For the PI-CAI hidden validation and test datasets, the researchers noted an area under the receiver operating characteristic curve (AUROC) of 88.8 and 88.9 percent, respectively. According to the study, the 3D nnU-Net model provided 88.6 percent and 87 percent AUROC for biparametric MRI from in-house and transfer learning datasets, respectively.3
In patients with clinically significant prostate cancer, a deep learning model (3D nnU-Net) accurately predicted and established prostate cancer lesion boundaries. (Image courtesy of Insights into Imaging.)

“This model has been validated externally based on large multi-center and multi-vendor in-house data to provide similar performance in detecting csPCa at the scan level, demonstrating its robustness and generalizability.” …Notably, the performance of our model was much higher than the median AUC of 0.79 reported in identifying csPCa in earlier studies,” said study co-author, Faculty of Medicine, University of Tokyo. Erkan Karaarslan, a doctor in the Department of Radiology, writes: Ashbadem Mehmet Ali Aydinlal University, Istanbul, Turkey and colleagues.3,4
(Editor’s Note: For related content, see “Study Shows Benefits of AI in Prostate Cancer Detection on Multiparametric MRI” and “Explainable AI for Prostate Cancer Diagnosis on MRI and PI- Can RADS Classification Be Enhanced?”)

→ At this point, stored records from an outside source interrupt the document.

PR #8927, opened 2020-12-30
fix(op_crates/fetch): correct regexp for fetch header

Trott:
Fix bug in regular expression and make the regular expression more
strict.

In a string passed to new RegExp(), '[\t\s]' is identical to '[ts]' and
not `/[\t\s]/`. For that, the backslash needs to be escaped in the
string. Futhermore, `\t` is the tab character and is included in the
special regexp value `\s` so is unnecessary.

That would reduce the RegExp to new RegExp(`^${value}\\s*;?`) but
there's no point in matching 0 or more space characters followed by 0 or
one semi-colons as that will match no matter what follows `value`.

To make it more strict, require one of space, semicolon, or
end-of-string after value.

### DIFF
--- a/cli/tests/unit/fetch_test.ts
+++ b/cli/tests/unit/fetch_test.ts
@@ -251,6 +251,27 @@ unitTest(
 
 unitTest(
   { perms: { net: true } },
+  async function fetchMultipartFormBadContentType(): Promise<void> {
+    const response = await fetch(
+      "http://localhost:4545/multipart_form_bad_content_type",
+    );
+    assert(response.body !== null);
+
+    try {
+      const formData = await response.formData();
+      fail(
+        "Response.formData() didn't throw on a incorrect multipart content type",
+      );
+    } catch (e) {
+      assertEquals(e.message, "Invalid form data");
+      assert(e instanceof TypeError);
+    }
+    await response.body.cancel();
+  },
+);
+
+unitTest(
+  { perms: { net: true } },
   async function fetchURLEncodedFormDataSuccess(): Promise<void> {
     const response = await fetch(
       "http://localhost:4545/cli/tests/subdir/form_urlencoded.txt",
--- a/cli/tests/unit/fetch_test.ts
+++ b/cli/tests/unit/fetch_test.ts
@@ -257,15 +257,13 @@ unitTest(
     );
     assert(response.body !== null);
 
-    try {
-      const formData = await response.formData();
-      fail(
-        "Response.formData() didn't throw on a incorrect multipart content type",
-      );
-    } catch (e) {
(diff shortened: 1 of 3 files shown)


Trott:
In order to write a test for this that fails with the current regexp but passes with the one here, I think we'd need a fetch with a form that returns a `Content-type` header like `multipart/form-datassssssstttt`. Perhaps that's an edge case that can be omitted from testing but if not, I'm happy to try to write the test, but I may need a gentle shove in the right direction.

Trott:
For just general confirmation that this change is correct:

```javascript
// Original buggy function
function hasHeaderValueOf(s, value) {
  return new RegExp(`^${value}[\t\s]*;?`).test(s);
}

// Fixed function with this PR's change
function hasHeaderValueOfNew(s, value) {
  return new RegExp(`^${value}(?:[\\s;]|$)`).test(s);
}

console.log(
  hasHeaderValueOf('multipart/form-datatstststs', 'multipart/form-data')
); // Logs true. Oh no!

console.log(
  hasHeaderValueOfNew('multipart/form-datatstststs', 'multipart/form-data')
); // Logs false. Yay!
```

bartlomieju:
> In order to write a test for this that fails with the current regexp but passes with the one here, I think we'd need a fetch with a form that returns a `Content-type` header like `multipart/form-datassssssstttt`. Perhaps that's an edge case that can be omitted from testing but if not, I'm happy to try to write the test, but I may need a gentle shove in the right direction.

Sounds good, you can add a new endpoint for `test_server` (in `test_util/src/lib.rs`) which such content type.

crypt096 (approved):

Trott:
> Sounds good, you can add a new endpoint for `test_server` (in `test_util/src/lib.rs`) which such content type.

OK, test added. Thanks!

Trott:
Whoops, let's try again, but this time after checking in the changes made by the format script....

cli/tests/unit/fetch_test.ts
```diff
@@ -249,6 +249,27 @@ unitTest(
...
+
+    try {
+      const formData = await response.formData();
+      fail(
+        "Response.formData() didn't throw on a incorrect multipart content type",
+      );
+    } catch (e) {
+      assertEquals(e.message, "Invalid form data");
+      assert(e instanceof TypeError);
+    }
```
bartlomieju, line 268: Nitpick: you can use `assertThrowsAsync` instead of manually failing the test

bartlomieju (approved):
@Trott thanks for the PR, looks great!

cli/tests/unit/fetch_test.ts
Trott: Sure, done.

Regarding study limitations, the authors acknowledged that only MRI-visible clinically significant prostate cancer (csPCa) cases were utilized and the imaging sequence was omitted. They acknowledged the paucity of histopathology results in patients without csPCa. The researchers also did not compare deep learning assessments of prostate MRI with radiologist assessments.
References
1. Turkbey B, Rosenkrantz AB, Haider MA, et al. Prostate Imaging Report and Data System Version 2.1: 2019 update of Prostate Imaging Report and Data System Version 2. eurol. 2019;76(3):340-351.
2. Smith CP, Harmon SA, Barrett T, et al. Intra- and inter-reader reproducibility of PI-RADSv2: a multi-reader study. J Magn Reson Imaging. 2019;49(6):1694-1703.
3. Karagoz A, Alis D, Seker ME, et al. An anatomically guided self-adaptive deep neural network for the detection of clinically significant prostate cancer on biparametric MRI: a multicenter study. insight imaging. 2023;14(1):110. Doi: 10.1186/s13244-023-01439-0.
4. Castillo TJM, Arif M, Niesen WJ, et al. Automated Classification of Critical Prostate Cancer by MRI: A Systematic Review of the Performance of Machine Learning Applications. Cancers (Basel). 2020; 12:1606.